Maybe too is was because I have a relationship now that lives in possibility. Where it’s safe to say “This excites me” or “This scares me”, or “I am good at this.” or I suck at this.”. It is the most emotionally safe place I have lived in for many, many, many years.

I have been told that I am a “safe” person to talk to. That for the most part, I am gentle and easy to talk to. That people don’t worry much when they are around me about what I think of them. The people I love seem to know that perfection is SO not needed to keep that love. If that is true, it comes from a place of knowing, in painful detail, my own shortcomings.

I don’t think I realized the value of that safe place. It was just something I do. But now, having it in my own life, I understand its value. I understand that it frees you to take chances. It gives you a positive energy. It lifts you up. It gives you permission to fail as long as you keep making the effort.

And suddenly, you feel you can plan again. Or at least I do. I have begun to think in longer terms. In terms of possibilities, of futures. I feel more comfortable making commitments.

It’s funny. I have been talking and writing about how important a sense of safety is for many many years. In Julia Cameron’s book “The Artist’s Way”, a book I used to reclaim my own creative identity several years ago, safety is her first step towards a creative recovery. I think it’s the thing that allows us to flourish. A safe place.

But while I’ve tried hard to create that safe place for others, I think I had forgotten how much I needed it myself. Funny how blind we can be. If I did understand it, I likely would have done things to create that safe place a long time ago. As it turned out, it just happened, God at work perhaps. But it happened. Slowly over the past year or two. In what should have been the worst of times.

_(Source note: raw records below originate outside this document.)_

PR #293, opened 2021-04-11
CI: auto-deploy docs on release as well

bilelmoussaoui:


Hofer-Julian:
Should something similar be done for the book?

bilelmoussaoui:
Yes, this is just a test build to see if what i imagined can work or not

bilelmoussaoui:
Okay, this looks good! I will go ahead and merge it so we can check if the deploy job are running as expected as well. We should probably do a 0.0 release to check if the CI does what it should and remove it afterwards but that's for later.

So what’s the lesson? Safety first perhaps? I think so. Yes, I do. Rediscovering safety, emotional safety, has changed me. It has healed me. Not completely. I still have a long ways to go. But It has me looking, for the first time in over a decade…. ahead.

Be well. Travel Wisely,

Tom

9 comments

  1. DEAR TO….you have written a most descriptive piece and many of us can empathize at.many stages of your experience……divorce I cannot relate to …yet, have given much thought to missing my GEORGE IN DEATH IN 2013…IT NEVER GETS EASIER AND I feel as if half of me is gone. there is definitely a hole in ones heart in losing ones’ spul- mate…..the words of our songs OF SING-OUT do L IFT ME UP ……EVERYBODY NEEDS EVERYBODY TOM AND I PRAY FOR A 20I6, OF JOY OF FAITH, AND LOVE.. for you dear friend………..fondly BERNICE THORSON LEMON

  2. It would be great I think for you to offer a small group meeting to help focus and define the past year and then look ahead…..my years recently seem to be just blurs without much rhyme or reason.

  3. I love your pontifications and resulting words (prose, poems… doesn’t matter). And I agree that, yes, safety like so many of the best things often (and sometimes even ‘needs’) to radiate from within. It’s such a bonus when it envelopes those nearby. Great piece. ❤

    • Ewwww! Pontifications? That sounds so stuffy! But I am glad you like them! I actually think for most of us, that sense of safety is THE most important ingredient to living the creative life we want to live.

  4. One of the signature pieces of great writing is when the reader looks up halfway through and forgets that he is reading about someone else’s life, when its good enough, honest enough, to make them forget they are in someone else’s world. Your writing does that regularly for me.